Per questa ragione occorre prendere coscienza della situazione in cui viviamo, e della novità principale che l’uomo non è più il soggetto della storia ma è stato deposto dalla tecnica, forma più alta di razionalità, superiore anche all'economia che ancora soffre di una passione, quella del denaro. L’età della tecnica è stata anticipata intuitivamente da Hegel che ha scritto che quando un fenomeno aumenta quantitativamente provoca una variazione qualitativa del paesaggio. Con Marx possiamo dire che la tecnica da mezzo è divenuta fine. Oggi non si capisce più quello che è bello o sacro, bensì ciò che è utile. I processi decisionali, la democrazia, si è spostata dalla politica all'economia, e da questa alla tecnica.

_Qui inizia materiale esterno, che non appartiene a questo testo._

PR #74, opened 2016-04-28
fix links to the documentation

virtualroot:


mesosphere-web:
Reviewer: @pierlo-upitup

daiyiwhale:
Thanks for cleaning up our docs links, this is very important information to set straight right away! Your changes have brought to my attention that the https://dcos.io/docs site does not redirect URLs in a smart way in every situation so I have created this ticket that you can follow if interested: https://dcosjira.atlassian.net/browse/DCOS-65

src/js/config/Config.js
```diff
@@ -9,7 +9,7 @@ var Config = {
   networkingAPIPrefix: '/networking/api/v1',
   cosmosAPIPrefix: '/package',
   delayAfterErrorCount: 5,
-  documentationURI: 'https://dcos.io/docs',
+  documentationURI: 'https://dcos.io/docs/latest',
```
daiyiwhale: Instead of `/latest` we should be hitting `/<dcos-version>`. There is currently not a clean way to get the DC/OS version in the correct format for the docs. The DC/OS version is at the `/dcos-metadata/dcos-version.json` endpoint but it returns version in `x.y.z` format rather than `x.y` needed for the docs site. 

I filed this ticket: https://dcosjira.atlassian.net/browse/DCOS-66

jfurrow:
The consensus is that we'll be using the full version number in the URL (e.g. `/1.7.1` in place of `/latest`) and then handle the necessary redirects on the docs websites.

daiyiwhale:
And we will be getting the full version number from `/dcos-metadata/dcos-version.json`?

PR #76, opened 2016-04-28
Refactor the service detail task view

orlandohohmeier:
task-tab-mesos-polling
Refactor the service detail and move the tasks view into it's own component - this enables us to only poll the Mesos state, while a user is looking at the tasks list.

### DIFF
--- a/src/js/components/ServiceDetailTaskTab.js
+++ b/src/js/components/ServiceDetailTaskTab.js
@@ -1,0 +1,37 @@
+import mixin from 'reactjs-mixin';
+import React from 'react';
+import {StoreMixin} from 'mesosphere-shared-reactjs';
+
+import MesosStateStore from '../stores/MesosStateStore';
+import Service from '../structs/Service';
+import TaskView from './TaskView';
+
+class ServiceDetailTaskTab extends mixin(StoreMixin) {
+
+  constructor() {
+    super(...arguments);
+
+    this.store_listeners = [
+      {name: 'state', events: ['success']}
+    ];
+  }
+
+  render() {
+    let tasks = MesosStateStore.getTasksByServiceId(this.props.service.getId());
+
+    return (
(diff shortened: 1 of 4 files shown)


mesosphere-web:
Reviewer: @mlunoe

src/js/components/ServiceDetailTaskTab.js
```diff
@@ -0,0 +1,37 @@
...
+import Service from '../structs/Service';
+import TaskView from './TaskView';
+
+class ServiceDetailTaskTab extends mixin(StoreMixin) {
+
+  constructor() {
+    super(...arguments);
+
+    this.store_listeners = [
+      {name: 'state', events: ['success']}
```
pierlo-upitup: I have no clue what this does at all.

kennyt: this adds a property that the `StoreMixin` will then use. this essentially makes the component listen to the `'state'` store for the `'success'` event (in which case it will then re-render)

src/js/components/__tests__/ServiceDetailTaskTab-test.js
```diff
@@ -0,0 +1,55 @@
...
+  });
+
+  describe('#render', function () {
+
+    it('renders task view', function () {
+      var taskView =  TestUtils
+        .findRenderedComponentWithType(this.instance, TaskView);
+
+      expect(taskView).toBeDefined();
+
```
kennyt: got an extra newline here

kennyt:
this is awesome

src/js/components/ServiceDetailTaskTab.js
pierlo-upitup: what is the `state` store?

pierlo-upitup: OK I found it. src/js/constants/StoreConfig.js:227

PR #79, opened 2016-04-29
Remove filter propeties from marathon store

aldipower:
Bring the filter properties into a better location.
Separation of concerns.

### DIFF
--- a/src/js/structs/Tree.js
+++ b/src/js/structs/Tree.js
@@ -127,11 +127,17 @@ module.exports = class Tree extends List {
         }, {ids: filter.ids});
       }
 
-      if (filter.name) {
-        let tree =
-          new this.constructor(Object.assign({},
-            this, {items: services, filterProperties: this.getFilterProperties()}));
-        services = tree.filterItemsByText(filter.name).getItems();
+      if (filter.id) {
+        let filterProperties = Object.assign({}, this.getFilterProperties(), {
+          name: function (item) {
+            return item.id;
+          }
+        });
+
+        let tree = new this.constructor(Object.assign({},
+          this, {items: services, filterProperties: filterProperties}));
+
+        services = tree.filterItemsByText(filter.id).getItems();
       }
 
       if (filter.health != null && filter.health.length !== 0) {
--- a/src/js/structs/Tree.js
+++ b/src/js/structs/Tree.js
@@ -134,10 +134,7 @@ module.exports = class Tree extends List {
           }
         });
 
-        let tree = new this.constructor(Object.assign({},
-          this, {items: services, filterProperties: filterProperties}));
-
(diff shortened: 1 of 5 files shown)


mesosphere-web:
Reviewer: @daiyiwhale

src/js/structs/Tree.js
```diff
@@ -127,11 +127,17 @@ module.exports = class Tree extends List {
...
 
-      if (filter.name) {
-        let tree =
-          new this.constructor(Object.assign({},
-            this, {items: services, filterProperties: this.getFilterProperties()}));
-        services = tree.filterItemsByText(filter.name).getItems();
+      if (filter.id) {
+        let filterProperties = Object.assign({}, this.getFilterProperties(), {
+          name: function (item) {
+            return item.id;
```
orlandohohmeier: Why are you using the item `id` for the `name` filter?

src/js/structs/Tree.js
```diff
@@ -127,11 +127,17 @@ module.exports = class Tree extends List {
...
+          }
+        });
+
+        let tree = new this.constructor(Object.assign({},
```
orlandohohmeier: You don't need to create a new instance of tree to define the filter properties – just pass them to the `filterItemsByText` as a second argument.

orlandohohmeier:
Not part of the PR, but let's please remove the `filterByFilter` method (legacy code) and use the simple `filterItems` method instead.  If `filterItems` is not sufficient, to do the service filtering, let's please introduces the respective method to the `ServiceTree` instead of the general `Tree` struct.

pierlo-upitup:
@aldipower needs a good ol' rebase

src/js/structs/Tree.js
aldipower: Danke.

aldipower:
@pierlo-upitup Gerebased.

@orlandohohmeier Yes, do you know if there is a ticket existent?

src/js/structs/Tree.js
aldipower: Because a lot of marathon services doesn't have a name property.

orlandohohmeier: All service instance (frameworks as well as applications) do provide an id (`getId`) and name (`getName`) getter – let's use them.

orlandohohmeier:
@aldipower Probably not... Would you mind creating one?

src/js/structs/Tree.js
aldipower: OK, I think I've got what you've meant now.

pierlo-upitup:
Tested against latest unified-ui and works. LGTM.

philipnrmn:
Beat me to the merge :)

PR #80, opened 2016-04-29
Remove inverseStyle Prop

daiyiwhale:
Allows for more control over component classes, requested here: https://github.com/dcos/dcos-ui/pull/56#discussion_r61338091

Depends on https://github.com/dcos/dcos-ui/pull/56

### DIFF
--- a/src/js/components/HealthTab.js
+++ b/src/js/components/HealthTab.js
@@ -143,7 +143,8 @@ class HealthTab extends React.Component {
             inverseStyle={true} />
           <UnitHealthDropdown
             initialID="all"
-            inverseStyle={true}
+            className="button dropdown-toggle text-align-left button-inverse"
+            dropdownMenuClassName="dropdown-menu inverse"
             onHealthSelection={this.handleHealthSelection} />
         </FilterBar>
         <Table
--- a/src/js/components/TaskView.js
+++ b/src/js/components/TaskView.js
@@ -129,15 +129,18 @@ class TaskView extends mixin(SaveStateMixin) {
   }
 
   getTaskTable(tasks) {
+    let {inverseStyle, parentRouter} = this.props;
+
     let classSet = classNames({
       'table table-borderless-outer table-borderless-inner-columns': true,
       'flush-bottom': true,
-      'inverse': this.props.inverseStyle
+      'inverse': inverseStyle
     });
+
     return (
       <TaskTable
         className={classSet}
-        parentRouter={this.props.parentRouter}
+        parentRouter={parentRouter}
         tasks={tasks} />
     );
   }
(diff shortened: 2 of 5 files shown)


mesosphere-web:
Reviewer: @kennyt

src/js/components/TaskView.js
```diff
@@ -159,6 +163,18 @@ class TaskView extends mixin(SaveStateMixin) {
   getContent() {
     let state = this.state;
     let tasks = this.props.tasks || [];
```
mlunoe: I know this wasn't you, but could we use `[]` as the default prop for `tasks`

mlunoe: Then we can also do this:
```js
let {inverseStyle , tasks} = this.props;
```

src/js/components/UnitHealthDropdown.js
```diff
@@ -34,23 +34,32 @@ class UnitHealthDropdown extends mixin(InternalStorageMixin) {
   }
 
   render() {
+    let props = this.props;
```
mlunoe: Same here:
```js
let {className, dropdownMenuClassName, onHealthSelection} = this.props;
```

src/js/components/DescriptionList.js
```diff
@@ -2,16 +2,16 @@ import React from 'react';
...
-    let {headline} = this.props;
+    let {headline, headlineClassName} = this.props;
     if (!headline) {
       return null;
     }
 
     // Wrap in headline element and classes
     return (
-      <h6 className="flush-top">
+      <h5 className={headlineClassName}>
```
mlunoe: Have you verified this change with design and checked the usage everywhere, that it still looks how we want it?

src/js/pages/nodes/NodeDetailPage.js
```diff
@@ -0,0 +1,255 @@
+import {Link} from 'react-router';
```
mlunoe: Could we `git mv` this file, so we can see the changes here?

src/js/components/icons/IconChevron.js
```diff
@@ -12,25 +12,23 @@ class IconBack extends React.Component {
 
     return (
       <svg
-        height="16px"
```
mlunoe: Why remove the width and height?

daiyiwhale: the width and height were being controlled by the parent containers and not these attributes

src/js/components/DescriptionList.js
mlunoe: It has been verified

src/js/components/HealthTab.js
```diff
@@ -131,7 +131,7 @@ class HealthTab extends React.Component {
       <div>
         <FilterHeadline
           currentLength={visibleData.length}
-          inverseStyle={false}
+          inverseStyle={true}
```
jfurrow: Should this still be here?

src/js/components/TaskView.js
```diff
@@ -168,17 +184,19 @@ class TaskView extends mixin(SaveStateMixin) {
...
+        <span className={headerClassSet}>
           {this.getHeaderText(tasks)}
         </span>
         <FilterBar>
           <FilterInputText
             className="flush-bottom"
             searchString={state.searchString}
             handleFilterChange={this.handleSearchStringChange}
-            inverseStyle={false} />
+            inverseStyle={this.props.inverseStyle} />
```
kennyt: this should be removed right?

kennyt:
is this rebased? all the changes in the PR are from this PR?

src/js/components/HealthTab.js
daiyiwhale: I figured that the `FilterHeadline` is so specific that there is really no scenario we will be trying to apply other classes to it. Also the inverse styling is applied to it in a complicated, I think to expose all the styles is unnecessary (especially given that in this project we would never need to use them)

src/js/components/TaskView.js
daiyiwhale: At the moment TaskViews are inverse in nodes/task-view and not inverse in services/task-view, but will soon both be inverse, so this is temporarily accounting for both scenarios

daiyiwhale:
It is now!

src/js/components/HealthTab.js
jfurrow: I'm replying to this via email, since I can't see it on Github: That makes
sense, thanks for the explanation!

jfurrow: Haha, and suddenly I can see the whole thread now... fucking Github.

PR #82, opened 2016-04-29
[Feature] Introduce Header layout component

daiyiwhale:
Introducing a `Header` component to wrap a very common layout pattern: icon aligned with title and subtitle and divider bar.

### DIFF
--- a/src/js/components/Header.js
+++ b/src/js/components/Header.js
@@ -1,0 +1,80 @@
+import React from 'react';
+
+class Header extends React.Component {
+
+  getIcon(icon, className) {
+    if (icon == null) {
+      return null;
+    }
+
+    return (
+      <div className="media-object-item">
+        <div className={className}>
+          {icon}
+        </div>
+      </div>
+    );
+  }
+
+  getTitle(title, className) {
+    if (title == null) {
+      return null;
+    }
+
+    return (
+      <h1 className={className}>
+        {title}
+      </h1>
+    );
+  }
+
+  getSubTitle(subTitle) {
+    if (subTitle == null) {
+      return null;
+    }
+
+    return (<div>{subTitle}</div>);
+  }
+
+  render() {
+    let props = this.props;
+
+    return (
+      <div className={props.className}>
+        <div className={props.dividerClassName}>
+          <div className={props.mediaWrapperClassName}>
+            <div className="media-object flex-box flex-box-align-vertical-center">
+              {this.getIcon(props.icon, props.iconClassName)}
+              <div className="media-object-item">
+                {this.getTitle(props.title, props.titleClassName)}
+                {this.getSubTitle(props.subTitle)}
+              </div>
+            </div>
+          </div>
+        </div>
+      </div>
+    );
+  }
+}
+
+Header.defaultProps = {
+  className: 'container container-fluid container-pod container-pod-short flush flush-top',
+  mediaWrapperClassName: 'media-object-spacing-wrapper media-object-spacing-narrow media-object-offset',
+  dividerClassName: 'container-pod container-pod-short flush-top container-pod-divider-bottom container-pod-divider-bottom-align-right container-pod-divider-inverse',
+  titleClassName: 'flush inverse',
+  iconClassName: 'icon icon-large icon-image-container icon-app-container',
+};
+
+Header.propTypes = {
+  icon: React.PropTypes.node,
+  subTitle: React.PropTypes.node,
+  title: React.PropTypes.string,
+
+  className: React.PropTypes.string,
+  dividerClassName: React.PropTypes.string,
+  mediaWrapperClassName: React.PropTypes.string,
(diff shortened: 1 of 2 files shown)


mesosphere-web:
Reviewer: @MatApple

MatApple:
Love the size of this PR @daiyiwhale! So nice to review! :)

src/js/components/Header.js
```diff
@@ -0,0 +1,80 @@
...
+class Header extends React.Component {
+
+  getIcon(icon, className) {
+    if (icon == null) {
+      return null;
+    }
+
+    return (
+      <div className="media-object-item">
+        <div className={className}>
```
MatApple: Think we can just do `{className}` right?

src/js/components/Header.js
```diff
@@ -0,0 +1,80 @@
...
+
+  render() {
+    let props = this.props;
+
+    return (
+      <div className={props.className}>
+        <div className={props.dividerClassName}>
+          <div className={props.mediaWrapperClassName}>
+            <div className="media-object flex-box flex-box-align-vertical-center">
+              {this.getIcon(props.icon, props.iconClassName)}
```
MatApple: What do you think about making these `this.get..` methods variables by `let props`? Personal preference but it might make this render method a little easier on the eye :)

kennyt: they'd then lose the `this` context and we'd have to have a methods to bind

mlunoe:
Looks good!

kennyt:
looks good. let's get some tests in here and merge

src/js/components/Header.js
```diff
@@ -0,0 +1,80 @@
+import React from 'react';
+
+class Header extends React.Component {
```
kennyt: wait, i've got one comment. let's rename this component into something else other than `Header` because it's really undescriptive

daiyiwhale: PageHeader?

src/js/components/Header.js
```diff
@@ -0,0 +1,80 @@
...
+    );
+  }
+}
+
+Header.defaultProps = {
+  className: 'container container-fluid container-pod container-pod-short flush flush-top',
+  mediaWrapperClassName: 'media-object-spacing-wrapper media-object-spacing-narrow media-object-offset',
+  dividerClassName: 'container-pod container-pod-short flush-top container-pod-divider-bottom container-pod-divider-bottom-align-right container-pod-divider-inverse',
+  titleClassName: 'flush inverse',
+  iconClassName: 'icon icon-large icon-image-container icon-app-container',
```
philipnrmn: I'm unsure about all these explicit class-related props on this component - it feels a bit overcomplicated and makes me question the usefulness of this component. 

If we do need these props, can we make them extensible using `classNames` or similar? At present they're just overriden, which means that every instance of the component has to stay in synch with these defaults.

mlunoe: That's exactly the situation that we have been burnt by before. Having some classes that cannot be removed/changed by the user if not needed

philipnrmn: That's the beauty of `classNames` though:

```
let defaults = "blue square";
let additions = "circle";
let subtractions = {square: false};
// prints "blue circle"
console.log(classNames(defaults, subtractions, additions));
```

philipnrmn: Still, deciding whether to use `classNames` or not is bookkeeping really. I feel like a situation where the user needs to manage the internal class structure of a component is a result of a bigger problem - either that the component is too complex and should be broken into smaller pieces, or that the code structure is being dictated by the styles.

philipnrmn: (apologies to @daiyiwhale for hijacking this PR to discuss what appears to be a project-level convention!)

daiyiwhale: Let's put it on the agenda for our next HH <> SF sync-up!

mlunoe: Right, but in the case of the `inverse` style this is something that will not change for the instance of the components lifetime. Why not just make it a property?
For anything related to the state of the component I would agree that `classNames` is a good path to go down.
But yes, let's take it at the SF <> HH sync meeting

daiyiwhale: I just made a PR that was removing the `inverseStyle` prop from many components due to popular demand :P

kennyt:
write some simple tests for this component and let's :ship: it!

src/js/components/Header.js
kennyt: 👍

src/js/components/Header.js
jfurrow: I had never though to use `classnames` in the way that @philipnrmn suggests, but I really like that.

src/js/components/Header.js
daiyiwhale: done!

jfurrow: Hi Chris! I'm testing Github right now :)

PR #85, opened 2016-04-29
Feature: Add Dialog component

Poltergeist:
This adds a Dialog component which wraps the Modal component,

You may add buttons with css `classNames` and `onClick` handler and `text` Also a `title` can be set with a prop and the `severity` which is based on the Constants, `info`, `warning` and `danger`.

This PR does only contain the component and only a basic styling (removing grey footer and header). 

Sorry for the Size of this PR, but 🎆 260 lines are tests 🎉 

image

### DIFF
--- a/src/js/components/Dialog.js
+++ b/src/js/components/Dialog.js
@@ -1,0 +1,93 @@
+import classNames from 'classnames';
+import React from 'react';
+
+import DialogSeverity from '../constants/DialogSeverity';
+import {Modal} from 'reactjs-components';
+
+class Dialog extends React.Component {
+  getButtons() {
+    return this.props.buttons.map(function (button, index) {
+      let classSet = classNames('button', button.className);
+      return (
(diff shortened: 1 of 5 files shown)


mesosphere-web:
Reviewer: @pierlo-upitup

rcorral:
@Poltergeist could we see some screenshots of what these Dialogs look like?

Poltergeist:
I added a screenshot as mentioned in the description there has been no css added yet.

rcorral:
It looks very similar to the Confirm Modal we already have in reactjs components.
http://mesosphere.github.io/reactjs-components/#confirm

Any chance we can use that or add more options to it?

pierlo-upitup:
As @rcorral said, what I see in the PR doesn't justify the creation of a new Dialog component that replicates the already existing Confirm component. I'm closing this – please re-open if I missed something, @Poltergeist .

PR #88, opened 2016-04-30
Show post uninstall notes, ref. DCOS-6181

mlunoe:
Adding post uninstall notes and aligning post install notes with post uninstall notes.

Post uninstall notes:

Post install notes:


mesosphere-web:
Reviewer: @rcorral

src/js/components/PackagesTable.js
```diff
@@ -252,26 +166,16 @@ class PackagesTable extends mixin(StoreMixin) {
           columns={this.getColumns()}
           colGroup={this.getColGroup()}
           data={this.props.packages.getItems().slice()}
-          sortBy={{prop: 'name', order: 'desc'}} />
+          sortBy={{prop: 'appId', order: 'desc'}} />
```
mlunoe: Sorting was not working before

src/js/components/PackagesTable.js
```diff
@@ -175,30 +129,6 @@ class PackagesTable extends mixin(StoreMixin) {
     );
   }
 
-  getUpgradeCell(prop, cosmosPackage) {
```
mlunoe: Moved down under `getUninstallButton`

src/js/components/modals/UninstallPackageModal.js
```diff
@@ -0,0 +1,197 @@
...
+
+    if (!cosmosPackage) {
+      return this.getEmptyNode();
+    }
+
+    return (
+      <div className="container-pod container-pod-short text-align-center">
+        <h3 className="flush-top">Are you sure?</h3>
+        <p>
+          {`${cosmosPackage.getAppIdName()} will be uninstalled from ${Config.productName}. All tasks belonging to this package will be killed.`}
```
aldipower: This is over 80 chars.

src/js/structs/UniversePackage.js
```diff
@@ -76,6 +90,20 @@ class UniversePackage extends Item {
     );
   }
 
+  getPostInstallNotes() {
+    return Util.findNestedPropertyInObject(
+      this.get('package'),
+      'postInstallNotes'
+    )
```
aldipower: Semicolon missing.

aldipower:
Besides very little minor stylistics this looks good from my side.
Great first take.

src/js/components/modals/UninstallPackageModal.js
mlunoe: This is a string and not code

aldipower: To be exact, it's a string definition in a portion of markup, which is embedded in code.
Why do you make exceptions to strings?

mlunoe: We don't use the 80 character rule for strings and regex's, since it quickly becomes hard to read and verify if everything is correct (where it does not when it is one string). The situation is opposite for code; the short lines makes it easier to understand what is going on. That is why the 80 character rule is not a hard rule.

We've ended up in a lot of bad situations with class names for example.

aldipower: OK, fair enough. Just find it not consequent.
E.g. my editors window width is set up to the 80 chars and to be able to read your string I have to scroll to the right.
I cannot rely on the 80 chars in dcos ui. I don't like that.
But as I said, there are other things in the world that are much worse, so I am fine with it, if you don't want to change this.

src/js/components/icons/IconCircleCheckmark.js
```diff
@@ -0,0 +1,28 @@
...
+
+class IconCircleCheckmark extends React.Component {
+  render() {
+    return (
+      <svg
+        height="64px"
+        viewBox="0 0 64 64"
+        width="64px"
+        {...this.props}>
+        <g>
```
jfurrow: We don't need this group anymore.

mlunoe: Good eyes! Thanks! It's removed!

src/js/components/modals/UninstallPackageModal.js
rcorral: I'm with @mlunoe at least it's what we've done in the past. Maybe we can change in the future.

rcorral:
Works great!

PR #89, opened 2016-04-30
Open service ui with modifier + mouse click

mlunoe:


mesosphere-web:
Reviewer: @jfurrow

MatApple:
Looks good to me.

src/js/components/ServiceList.js
```diff
@@ -35,8 +36,19 @@ let ServiceList = React.createClass({
     return !_.isEqual(this.props, nextProps) || changedState;
   },
 
-  handleServiceClick: function (serviceName) {
-    this.context.router.transitionTo('dashboard-panel', {serviceName});
+  handleServiceClick: function (service, event) {
+    // Open service in new window/tab if service has a web URL
+    if (service.webui_url &&
+      (event.ctrlKey || event.shiftKey || event.metaKey)) {
```
rcorral: Modifier keys are cmd for mac and ctrl for windows/linux

src/js/components/ServiceList.js
```diff
@@ -35,8 +36,19 @@ let ServiceList = React.createClass({
     return !_.isEqual(this.props, nextProps) || changedState;
   },
 
-  handleServiceClick: function (serviceName) {
-    this.context.router.transitionTo('dashboard-panel', {serviceName});
+  handleServiceClick: function (service, event) {
+    // Open service in new window/tab if service has a web URL
+    if (service.webui_url &&
```
jfurrow: The `Service` struct has a `#getWebURL` method.

kennyt: unfortunately, this might not be using the service struct.

but i wonder if it should be

mlunoe: It doesn't, and yes maybe it should. I didn't see it as part of this PR, though

src/js/components/ServiceList.js
mlunoe: This handles if you open a new tab or a new window with a modifier key, i.e. shift, meta (command on mac) or ctrl (for Windows, will still be work as secondary click for Mac). Here is a reference: http://stackoverflow.com/a/20087506/1008519

src/js/components/ServiceList.js
jfurrow: That makes sense!

PR #855, opened 2016-07-27
DCOS-8811: Use just 'DC/OS' instead of product name in CLI install modal

daiyiwhale:


mesosphere-web:
Reviewer: @jfurrow

mlunoe:
Do we know if design actually wants it this way and not a global change?

daiyiwhale:
I have alerted the designers and john.A. has responded that it is okay for some places to say just 'DC/OS' whereas other say 'Enterprise'. Also he will followup with a design audit in the future.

Per tutto ciò non resta credo che interrogarci se siamo tutti incompetenti rispetto al futuro, e alla complessità di informazioni che la digestione tecnologica comporta. Il rischio in un tale scenario è davvero quello di decidere solo sulla base di fattori retorici? Come uomo e come curatore sento la necessità di una pausa interiore, ma anche di un confronto esteriore. Perciò ho studiato per il 2014 una installazione che porterà ancora lo stesso titolo ma con un punto di domanda ‘Viaggio in Italia?’, un po’ per allacciarsi al passato e un po’ per rivolgersi al futuro. Adottando nuovamente un metodo condiviso, ho invitato un gruppo stimato di fotografi, artisti e amici italiani a portare un proprio pensiero sulla fotografia e il paesaggio.
Cosciente che il modo di porre una domanda spesso determina la risposta, ho chiesto loro di mettere da parte la macchina fotografica e di tracciare questo pensiero a mano libera, stando fermi in qualche modo. Un gesto più antiquato rispetto al click di una macchina, ma forse meno iscritto in uno sguardo scientifico. Provocatoriamente ho chiesto poi a ciascuno di inviarmi una cartolina postale senza troppo pensare, estraendola da quell'immaginario confuso che è il paesaggio italiano.